State park in California, United States

Red Rock Canyon State Park is a state park in the U.S. state of California which features scenic desert cliffs, buttes and spectacular rock formations. The park consists of approximately 27000 acre within the Mojave Sector of the Tehachapi District of the California State Park System, and is located along State Highway 14 in Kern County, about 80 mi east of Bakersfield and 25 mi north of Mojave, where the southernmost tip of the Sierra Nevada converges with the El Paso Mountains.
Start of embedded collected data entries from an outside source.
PR #57, opened 2026-01-25
Fix: updated column is balanced with package links

jhroemer:
This PR balances the license/downloads/deps etc. row somewhat with the package links row beneath it, by right-aligning the last column. Also, currently if there are no dependencies, the deps column is hidden, causing `install size` and `updated` to shift a position to the left. I think it's worth showing `deps` even if the value is 0 - a user might be looking for the section, not finding it, and not realizing that this is because the package has none. Showing it, even if the value is 0, makes this very clear. The npmgraph link should probably be hidden though.

**Before**:
Screenshot 2026-01-25 at 08 13 31

Screenshot 2026-01-25 at 08 13 03

---

**After**: 
Screenshot 2026-01-25 at 08 12 30

Again, just a proposal :-)

### DIFF
--- a/app/pages/[...package].vue
+++ b/app/pages/[...package].vue
@@ -407,11 +407,12 @@ defineOgImageComponent('Package', {
             </dd>
           </div>
 
-          <div v-if="getDependencyCount(displayVersion) > 0" class="space-y-1">
+          <div class="space-y-1">
             <dt class="text-xs text-fg-subtle uppercase tracking-wider">Deps</dt>
             <dd class="font-mono text-sm text-fg flex items-baseline justify-start gap-2">
               {{ getDependencyCount(displayVersion) }}
               <a
+                v-if="getDependencyCount(displayVersion) > 0"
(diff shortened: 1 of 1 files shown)


app/pages/[...package].vue
```diff
@@ -407,11 +407,12 @@ defineOgImageComponent('Package', {
             </dd>
           </div>
 
-          <div v-if="getDependencyCount(displayVersion) > 0" class="space-y-1">
+          <div class="space-y-1">
```
Comment (jhroemer) [inline app/pages/[...package].vue:410]: Arguably this could be its own change, as a precursor for right-aligning the last column (right aligning without showing deps looks pretty bad). Happy to break it up into separate PR's if you want.

jhroemer:
Maybe this is a dumb idea, but we should almost add some kind of extra highlighting in the `deps` column when there's none. It's a good thing!

danielroe:
oops - need to fix mobile alignment

image

jhroemer:
> oops - need to fix mobile alignment
> 
> image

Ah shit, that’s my bad, sorry!

PR #66, opened 2026-01-25
chore: drop for power users

patak-cat:
Removed 'for power users' from the description.


README.md
```diff
@@ -1,6 +1,6 @@
 # npmx.dev
 
-> A fast, modern browser for the npm registry for power users.
+> A fast, modern browser for the npm registry.
```
danielroe, line 3: we mention it in a couple of other places too

patak-cat: ah, let me check

patak-cat: done, consolidated also the message in the manifest

Issue #59, opened 2026-01-25
scroll to top button


danielroe:
on mobile for long readmes we should make it easier to get back to the top of the page

Flo0806:
This thing was already in my ticket :-) https://github.com/npmx-dev/npmx.dev/pull/69
+ 2 other things - I overlooked that here @danielroe 
FYI because merge conflicts

PR #70, opened 2026-01-25
chore: scroll to top

iiio2:
resolves https://github.com/npmx-dev/npmx.dev/issues/59

### DIFF
--- a/app/components/ScrollToTop.vue
+++ b/app/components/ScrollToTop.vue
@@ -1,0 +1,43 @@
+<script setup lang="ts">
+// Track scroll position
+const showButton = ref(false)
+
+// Show button after scrolling down 300px
+function handleScroll() {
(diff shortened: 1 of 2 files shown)


rshigg:
I think it would be good to use [CSS scrollable queries](https://developer.mozilla.org/en-US/docs/Web/CSS/Guides/Conditional_rules/Container_scroll-state_queries#using_scrollable_queries) for this with javascript as a fallback. That way once the feature becomes baseline we can get rid of the js entirely.

danielroe:
this and also https://github.com/npmx-dev/npmx.dev/pull/71 overlap with https://github.com/npmx-dev/npmx.dev/pull/69 (which came first by just a few minutes!) so I'm merging it in with credit to you 🙏 

also added support for scrollable queries if there's browser support - but would welcome a review from @rshigg if you want 🙏

PR #73, opened 2026-01-25
feat: add link to node modules inspector

### LINKED ISSUE #52: add link to node-modules-inspector
evaluate linking out or integrating for deep dependency exploration

Gugustinette:
Resolves #52 by adding a link to [Node Modules Inspector](https://node-modules.dev/) on packages.

Not sure if that's the best icon we could get from available sets, but a classic "file tree" icon might conflict with other part of the UI, which displays dependencies etc...

Also considering issues with having too much links displayed ? Maybe we could find another way to display all of these.

### DIFF
--- a/app/pages/[...package].vue
+++ b/app/pages/[...package].vue
@@ -154,6 +154,8 @@ const repositoryUrl = computed(() => {
   return url
 })
 
+const { meta: repoMeta, stars, forks, forksLink } = useRepoMeta(repositoryUrl)
+
 const homepageUrl = computed(() => {
   return displayVersion.value?.homepage ?? null
 })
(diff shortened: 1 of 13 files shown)


danielroe:
in the interests of keeping it tiday, I think this could go next to the 'dependencies' heading in the right pane, with no icon

so:
```
Dependencies         Inspect
```

app/pages/[...package].vue
```diff
@@ -540,6 +540,17 @@ defineOgImageComponent('Package', {
                 socket.dev
               </a>
             </li>
+            <li class="flex-grow">
+              <a
+                :href="`https://node-modules.dev/grid/depth#install=${pkg.name}${displayVersion?.version ? `@${displayVersion.version}` : ''}`"
+                target="_blank"
+                rel="noopener noreferrer"
+                class="link-subtle font-mono text-sm inline-flex items-center gap-1.5"
+              >
```
Comment (danielroe) [inline app/pages/[...package].vue]: maybe:
```suggestion
              title="Inspect dependency tree on node-modules.dev"
              >
```

serhalp:
Works great, @Gugustinette!

> in the interests of keeping it tiday, I think this could go next to the 'dependencies' heading in the right pane, with no icon

Screenshot 2026-01-25 at 12 18 33

@danielroe alternatively or in addition, it could make sense as a second icon here? https://npmgraph.js.org/ + node-modules.dev (+ any future ones we may add... though maybe we should keep the tool selection opinionated)

Gugustinette:
So here ?
Capture d’écran 2026-01-25 à 18 37 26

Here ?
Capture d’écran 2026-01-25 à 18 37 46

Or both ?

danielroe:
I was thinking the second one, but I think @serhalp is right - maybe a second icon next to the module graph

Gugustinette:
Ye I also like that second icon solution.

PR #977, opened 2026-02-05
Exclude btn and tooltip from selection of install commands 

benjavicente:
Makes the buttons and the tooltip non selectable for the install terminal commands.

https://github.com/user-attachments/assets/cdc83cca-efcb-477a-b1c9-a4210c54db82


benjavicente:
I can't edit the title, will open another PR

Each tributary canyon is unique, with vivid colors due to alternate layers of white clay and red sandstone, further accented by pink volcanic rocks and brown lava formations. The canyon was formed 3 million years ago. After wet winters, the park's floral displays are notable. Three overlapping desert ecosystems provide for the wildlife that includes eagles, falcons, roadrunners, hawks, coyotes, kit foxes, bobcats, lizards, mice and squirrels. Red Rock Canyon provides magnificent views of the pristine desert landscape, includes two natural preserves, and offers, among other recreational activities, camping, sightseeing, equestrian activities, hiking, and opportunities for solitude.

==Location==

The park is located on State Route 14, which connects U.S. Route 395 with the communities of Southern California, where 14 is known as the Antelope Valley Freeway. The park is 25 mi northeast of Mojave on SR 14. SR 14 goes through the center of
the park, in the canyon itself. No motorist/tourist facilities are available. It is not far from Cantil, California. Camping, picnic, and restroom facilities are available in several sites immediately off of California Route 14.

==History==
The area was once home to the Kawaiisu people. Some petroglyphs and pictographs are found in the El Paso Mountains and represent ritual sites from ancestors of the Coso people were early indigenous inhabitants of this locale. They created extensive carvings in rock within the El Paso and neighboring mountains of Red Rock Canyon. and conducted considerable trade with other tribes as far as the Chumash on the Pacific coast.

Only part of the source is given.